Leverage and the Chinese Property Bubble

A “bubble” is a sustained but temporary major misalignment between perceptions of value (momentarily reflected in market prices) and actual underlying value (eventually reflected in actual cash flows over time). In this sense, it is primarily a psychological phenomenon, caused by unrealistically high expectations of profit and/or underestimation of risk. I stress the words “sustained” and “major” because minor misalignments are taking place — and being corrected — constantly, which is what markets are all about. If all of us knew what returns would actually be over time, we wouldn’t even need markets — or entrepreneurs — in the first place. But there are times — we call them bubbles — when these misalignments persist and feed on themselves until, somewhere down the road, the market loses faith and valuations suddenly come crashing back to reality in one fell blow.

Some economic bubbles that we’ve experienced:

Non-leveraged bubbles are still bubbles, but fortunately their ends are not as dramatic and there effects are not as long lasting as leveraged (credit boom) bubbles. Frederic Mishkin pointed out this distinction in the Financial Times (Not all bubbles present a risk to the economy [FT subscription required]).

Like the start of the Internet Industry, there were also bubbles at the start of the Automotive, Radio and Television revolutions. Each one changed our life. Each time, too much speculative capital chases too few good assets. Additionally, the excess supply of capital creates an excess supply of assets that can be purchased.

The common thread in these three bubbles is over-excited investors putting money into a relatively new product, financial scheme, or industry that seems, given its limited track record, to offer a sure-fire path to riches but whose real risks and rewards they do not yet fully comprehend. Funding those investments via debt is not a necessary ingredient.

I have not yet been able to find a lot of 3rd party sources covering real-estate leverage in China, for now I’ll quote Prof. Chovanec on the subject (Leverage and China’s Property Market).

According to current rules, Chinese developers must use their own capital to secure land. Once they do so, banks will lend them 65% of the money they need for construction and related development costs, with the land pledged as collateral. But saying developers must use “their own capital” to buy the land is a bit misleading.

Residential Sector: Developers build and offload projects rapidly to buyers, half of whom are paying cash.

  • Many developers do raise such funds by listing on the domestic or Hong Kong stock exchanges
  • Many bring in private equity investors.
  • I’ve also seem them raise it in the form of debt
    • Parent company take out loans and then inject the funds as capital into a real estate subsidiary. (most common)
    • Issuing high-yield bonds (if they’re listed)
    • By taking on loans at multiple layers of holding companies, a developer can leverage up considerably to cover his “capital” commitment to the banks.
    • It’s very hard to quantify the extent of this exposure, due to the indirect way many of these loans were raised and channeled into real estate.
  • Approximately 50% of all residential purchases in China today are financed with mortgages
  • China’s mortgage market is relatively small — about 10% of GDP, compared to 48% for Hong Kong.
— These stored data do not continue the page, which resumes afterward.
PR #380, opened 2026-05-05
Add language detection to auto-monitor to inject only the relevant SDK

Miqueasher:
## Summary

When `monitorAllServices: true`, auto-monitor currently injects all 4 language SDK init containers (Java, Python, Node.js, .NET) into every pod regardless of runtime, causing liveness/readiness probe failures, restart loops, and deployment instability.

This PR adds a registry-based language detector that inspects container image config (ENV, CMD, ENTRYPOINT) via google/go-containerregistry without pulling layers (~100-500ms, 5s timeout)
Falls back gracefully through image name patterns → pod-spec env vars → pod-spec commands → all languages (current behavior), ensuring zero regression

## Detection Layers
1. Registry image config — fetch ENV/CMD/ENTRYPOINT from manifest (public registries + ECR with IRSA)
2. Image name patterns — match language keywords in image reference
3. Pod-spec env vars — check for JAVA_HOME, PYTHONPATH, NODE_ENV, DOTNET_ROOT, etc.
4. Pod-spec commands — match runtime binaries (java, python, node, dotnet)
5. Fallback — all configured languages

## Dependencies added
Package | Version | Purpose
github.com/google/go-containerregistry | v0.20.0 | Fetch image config from registry without pulling layers
github.com/aws/aws-sdk-go (existing) | v1.45.25 | ECR auth via custom keychain

## Test Plan
* Unit tests: 92/92 passing (65 new + 27 existing, zero regressions)
* Live EKS validation (us-east-1): Custom operator build deployed with monitorAllServices=true, no manual annotations
* Java, Python, Node.js, .NET public images → 1 init container each (detected via registry config)
* Alpine, Nginx, Busybox → 4 init containers (correct fallback, no false positives)
* Private ECR image with language keyword → detected via image name pattern
* Pod-spec JAVA_HOME on Alpine → detected via env var fallback
* Multi-container (Python + Nginx sidecar) → correctly detected Python only
* Failure mode: When all detection fails, behavior is identical to current production
*  Operator image digest confirmed matching between running pod and ECR (sha256:5f74a89f76b3...), zero pod restarts observed


pkg/instrumentation/auto/language_detector.go
```diff
@@ -0,0 +1,353 @@
...
+
+	return ""
+}
+
+// fetchImageConfig retrieves the image config (ENV, CMD, ENTRYPOINT, Labels) from the
+// registry. Only fetches the manifest and config blob — no layer data is downloaded.
+func (d *languageDetector) fetchImageConfig(imageRef string) *v1.Config {
+	ref, err := name.ParseReference(imageRef)
+	if err != nil {
+		d.logger.V(2).Info("could not parse image reference", "image", imageRef, "error", err)
```
mxiamxia: should it be Error logs instead of Info? the same applies the other places

pkg/instrumentation/auto/monitor.go
```diff
@@ -450,16 +452,32 @@ func getTemplateSpecLabels(obj metav1.Object) labels.Set {
...
 	languagesToAnnotate := m.config.CustomSelector.LanguagesOf(obj, false)
 	if m.isWorkloadAutoMonitored(obj) {
-		for l := range m.config.Languages {
-			languagesToAnnotate[l] = nil
+		// Attempt to detect the language from container spec before falling back to all languages
+		detected := m.detectLanguagesFromWorkload(obj)
+		if len(detected) > 0 {
+			m.logger.V(1).Info("auto-monitor detected language(s) from container spec",
+				"objName", obj.GetName(), "detected", detected)
+			for l := range detected {
```
mxiamxia, line 470: we should only expect one language be returned from App Container. I think the case you're supporting includes all sidecar container(s), can we distinguish App vs. Sidecar container?

pkg/instrumentation/auto/language_detector.go
```diff
@@ -0,0 +1,353 @@
...
+
+// detectLanguages inspects all containers in a pod template and returns the set of
+// detected languages. Returns an empty set if no language can be confidently determined.
+func (d *languageDetector) detectLanguages(podSpec *corev1.PodTemplateSpec) instrumentation.TypeSet {
+	detected := make(instrumentation.TypeSet)
+
+	for _, container := range podSpec.Spec.Containers {
+		if lang := d.detectContainer(container); lang != "" {
+			d.logger.V(2).Info("detected language from container",
+				"container", container.Name, "image", container.Image, "language", lang)
```
mxiamxia, line 35: I think we're printing lots of logs which are redundent here and there, we should remove those redundant and turn most of them into debug logs

pkg/instrumentation/auto/language_detector.go
```diff
@@ -0,0 +1,353 @@
...
+
+// detectContainer fetches the image config from the registry and inspects it.
+// Falls back to pod-spec-only detection if the registry fetch fails.
+func (d *languageDetector) detectContainer(container corev1.Container) instrumentation.Type {
+	// Try fetching real image config from registry
+	if cfg := d.fetchImageConfig(container.Image); cfg != nil {
+		if lang := d.detectFromConfig(cfg); lang != "" {
+			return lang
+		}
+	}
```
mxiamxia: detectFromConfig actually contains the remote call to registries which is costly. Can we move deprioritize this and make it as the last fallback. Prioritize others which is cheap checks, if the language can be decided from there we don't need to make remote call

pkg/instrumentation/auto/language_detector.go
```diff
@@ -0,0 +1,353 @@
...
+		return nil
+	}
+
+	ctx, cancel := context.WithTimeout(context.Background(), d.timeout)
+	defer cancel()
+
+	desc, err := remote.Get(ref,
+		remote.WithAuthFromKeychain(d.keychain),
+		remote.WithContext(ctx),
+	)
```
mxiamxia: I think we need to cache this for the same kind of pod. otherwise for large cluster with thousands of pod, it will either be throttled or make some performance impact.

pkg/instrumentation/auto/language_detector.go
```diff
@@ -0,0 +1,353 @@
...
+// ecrKeychain uses the AWS SDK default credential chain (instance profile, IRSA, env vars)
+// to authenticate with Amazon ECR. This is the same credential chain customers configure
+// via aws configure / IAM roles when setting up EKS.
+type ecrKeychain struct {
+	logger logr.Logger
+}
+
+func newECRKeychain(logger logr.Logger) *ecrKeychain {
+	return &ecrKeychain{logger: logger}
+}
```
mxiamxia: what if the cluster role doesn't have ECR permissions, will the detection logic be failed gracefully without impact service deployment, and then fall back to other default detections or eventually inject all 4 SDKs as today. we need to handle errors gracefully.

Miqueasher: Yes, if ECR permissions are missing, detection fails gracefully and falls back to current behavior (all 4 SDKs injected). No deployment is impacted.

The detection has multiple fallback layers. So if the cluster role lacks ECR permissions:

Layer 1: ECR auth fails -> no error raised, proceeds with unauthenticated request

Layer 2: Unauthenticated registry call returns 401/403 -> caught, returns nil

Layer 3: With no image config, falls to local detection using data already in the pod spec

Layer 4: If local detection also can't determine the language -> injects all 4 SDKs, identical to today's behavior

pkg/instrumentation/auto/language_detector.go
Miqueasher: All log statements in the detection logic are already at V(2) (only visible when operator is started with --zap-log-level=2 or higher). None are at default info level.

Please see the logr. documentation: https://github.com/go-logr/logr

The V(1) logs were placed in order to maintain the current pattern of logging seen in monitor.go:

V(1): operational milestones/outcomes
V(2): granular internal states

I'm not seeing any redundancy, but I'd be happy to consolidate if I could have them pointed out!

pkg/instrumentation/auto/language_detector.go
Miqueasher: Good call, I'll reorder to try the cheap local checks first and only make the registry call if they're inconclusive!

pkg/instrumentation/auto/language_detector.go
Miqueasher: I made these intentionally Info-level since they represent expected operational conditions. An Error would signal that action is needed or something is broken, but in these the system is working as designed by falling through to the next detection layer.

pkg/instrumentation/auto/language_detector.go
Miqueasher: Agreed — we'll add an image-level cache so that the same image reference is only looked up once from the registry. If 200 workloads use the same image, the registry call fires once and subsequent lookups return the cached result.

pkg/instrumentation/auto/monitor.go
Miqueasher: Currently there's no reliable Kubernetes-native way to distinguish app containers from sidecars in the containers[] array that I have found. We could maybe implement a skip-list of sorts where we store a list of known sidecars that get excluded from detection.

Even that wouldn't fully solve the issue though.

mxiamxia (commented):
The new revision looks good to me. Pls resolve the conflicts and I'll approve CR from my side.

v-iw:
Hi @Miqueasher — this PR has conflicts with `main` and I don't have permissions to push to your fork, so I've rebased your commits onto current `main` and opened #409 to carry it forward. Your two commits are preserved as-is with you as the author.

The three source files in #409 are byte-identical to this PR at `acf4dc8`. The only thing I dropped is the `go.mod` / `go.sum` change: it bumped `opencontainers/image-spec` to `v1.1.0-rc3`, which was left over from the registry-inspection approach that your second commit ("removing network call") already removed. `main` is now on `v1.1.1` and nothing in the final code imports `go-containerregistry`, so it was both unused and a downgrade — and it was the entire source of the conflict.

Could you take a look at #409 and confirm the rebase didn't drop anything you intended to keep? Happy to close this one out once you've verified.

Commercial sector, developers are building properties mainly to hold and lease. That means they are raising debt — both from banks and subordinated creditors — and they are not deleveraging.

  • Many commercial buildings sit nearly or completely empty
  • Where does the cashflow to pay the loans on the property come from?
    • Does the bank care, or is it happy rolling over the loan because the (supposed) value of the collateral has risen?
  • This is the Dubai story all over again — multiple layers of leverage, no tenants, no cash flow.

Credit vs Collateral

  • In the West, banks usually make commercial loans to businesses based on an evaluation of their expected profits and cash flows — will they earn enough to repay?
  • In China, as in many developing markets where banks’ technical skills are not so sophisticated, most business loans are made on the basis of collateral — are there assets the bank can seize if the loan goes bad?
    • Asset Chinese banks like most as collateral is real estate
    • Therefore SOEs enjoy both preferential access to land AND lion’s share of bank loans in China
  • Nobody is really arguing that Chinese banks are over-leveraged.
  • It’s their clients, the developers and SOEs, that are leveraged up on real estate.
  • It’s loans to those clients, should property take a tumble, that would hit the banks as losses.